- _Exercise aim_
The answer must be every line from the entries below that contains "need".

(Stored dataset items)
════

PR #19602, opened 2026-02-03
[WFLY-21433] Add microprofile-rest-api to lra-participant

marcosgopen:
https://issues.redhat.com/browse/WFLY-21433

### DIFF
--- a/galleon-pack/galleon-shared/src/main/resources/modules/system/layers/base/org/jboss/narayana/lra/lra-participant/main/module.xml
+++ b/galleon-pack/galleon-shared/src/main/resources/modules/system/layers/base/org/jboss/narayana/lra/lra-participant/main/module.xml
@@ -24,6 +24,10 @@
     <module name="org.jboss.narayana.lra.lra-service-base" />
 
     <!-- lra-client -->
+<!--     org.eclipse.microprofile.restclient stands for microprofile-rest-client-api -->
+    <module name="org.eclipse.microprofile.restclient"/>
+    <module name="org.jboss.resteasy.resteasy-client-microprofile"/>
+    <module name="org.jboss.resteasy.resteasy-client"/>
     <module name="jakarta.enterprise.api"/>
     <!-- Setting the cuncurrent.api optional prevents it being provisioned in a slimmed server whose provisioning config doesn't include the actual Jakarta Concurrency integration -->
     <module name="jakarta.enterprise.concurrent.api" optional="true"/>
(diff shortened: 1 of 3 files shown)


rhusar (changes requested):
According to the description 'The new NarayanaLraClient will use the resteasy microprofile-rest-api implementation so we need to include those dependency into the module.xml and the modules using it.' this change appears that  it should be done in the same change set as the NarayanaLraClient ugrade, not as a separate PR. Or am I missing something?

marcosgopen:
> According to the description 'The new NarayanaLraClient will use the resteasy microprofile-rest-api implementation so we need to include those dependency into the module.xml and the modules using it.' this change appears that it should be done in the same change set as the NarayanaLraClient ugrade, not as a separate PR. Or am I missing something?

Thanks @rhusar for your review. The narayana lra change (https://github.com/jbosstm/lra/pull/211) is going to be merged soon (tested with this change) and I am going to release lra this week. So if you prefer I can wait for the new release to be available and add the lra update to this PR. WDYT?

rhusar:
@marcosgopen IIUC this change does not bring anything, the newly added module dependency cannot be used until the client lib upgrades. BUT should you e.g. delay that change to later release, this change would be unnecessary - so this makes this PR not mergeable on it's own.

You can make this a draft so people can have a look and then update it, but I don't see much value in that either.

marcosgopen:
> @marcosgopen IIUC this change does not bring anything, the newly added module dependency cannot be used until the client lib upgrades. BUT should you e.g. delay that change to later release, this change would be unnecessary - so this makes this PR not mergeable on it's own.
> 
> You can make this a draft so people can have a look and then update it, but I don't see much value in that either.

I agree @rhusar , as this change to WildFly is needed by lra integration tests I wanted to make sure this PR is 'approved' as the new lra release will depend on it. As now I don't need this change to be merged, but I wanted to make sure the change is fine and I can proceed with the lra release as I have already tested lra main with it.
I see your point and I can close this PR to reopen it with the lra update. My only concern is that I am going to test the new lra release with this change so I'd like to be sure this change will be in WildFly together with the new lra release. Does it make sense? Thanks

rhusar:
You are starting to lose me now, basically a PR cannot be approved if it cannot be merged.

Basically if the idea is to test this only on it's own, you can just use draft for that (done that for you now).

marcosgopen:
Making it a draft is fine. Thanks @rhusar

marcosgopen:
Closing in favor of https://github.com/wildfly/wildfly/pull/19621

════

- _Answer section_
According to the description 'The new NarayanaLraClient will use the resteasy microprofile-rest-api implementation so we need to include those dependency into the module.xml and the modules using it.' this change appears that  it should be done in the same change set as the NarayanaLraClient ugrade, not as a separate PR. Or am I missing something?
> According to the description 'The new NarayanaLraClient will use the resteasy microprofile-rest-api implementation so we need to include those dependency into the module.xml and the modules using it.' this change appears that it should be done in the same change set as the NarayanaLraClient ugrade, not as a separate PR. Or am I missing something?
I agree @rhusar , as this change to WildFly is needed by lra integration tests I wanted to make sure this PR is 'approved' as the new lra release will depend on it. As now I don't need this change to be merged, but I wanted to make sure the change is fine and I can proceed with the lra release as I have already tested lra main with it.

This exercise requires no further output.